# Is the 738 better than the LCP?



## Rhetorician (Dec 17, 2014)

No doubt the Ruger is a fine little mouse gun and perfect for deep concealment. But I am sold on the little Taurus 738 380.

May I tell you why?

I am glad you asked!!! LOL!

I shot a friend of mine's Ruger. But the Taurus has a last shot fired slide hold back, and

The trigger is phenomenal when compared to the little Ruger.

Now the Ruger costs more and probably will be worth more long term no doubt. But the little Taurus has sold me just because of those two options.

If all things were equal, I would say the Taurus beats out the Ruger for me.

My thoughts!!

Yours?

"That is all!"


----------



## GCBHM (Mar 24, 2014)

I'd go with the Ruger. Taurus is hit/miss, and when you miss...well. 

Have a look at the Glock 26, XD or the M&P 9c. Light years ahead of either the Ruger or Taurus.

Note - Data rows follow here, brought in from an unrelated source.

PR #2308, opened 2021-07-11
load policy validation design

nessiLahav:
### What does this PR do?
Add load policy validation design proposal
[link to document ](https://github.com/cyberark/conjur/blob/load-policy-design/design/proposals/load_policy/load_policy_validation.md)


design/proposals/load_policy/load_policy_validation.md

If you want a good .380, look at the Glock 42.


----------



## berettatoter (Sep 1, 2011)

Well, I have had two LCP's in the past, but I could not shoot either of them worth a crap! :smt076 My wife bought me the PT738, as a Christmas gift, and so far it is doing great. I can shoot this little pistol better than I could shoot the Ruger.


----------



## SouthernBoy (Jun 27, 2007)

It's called slide lock.

I also considered the Taurus several years ago when thinking about replacing my Kel-Tec P3AT but went with the Ruger LCP instead. If the Taurus fits your wants, needs, and requirements then go with it.


----------



## Ookami86 (Dec 20, 2014)

I don't know about the LCP but the Taurus is surprisimgly accurate for the size. It receives great reviews and is made in the US as aopposed to Brazil, but mags are very difficult to find right now.


----------



## Steve M1911A1 (Feb 6, 2008)

Taurus's quality control has developed a poor reputation.
I've read sufficient complaints to believe that buying one is somewhat like a craps-shoot: I devolves to your personal luck.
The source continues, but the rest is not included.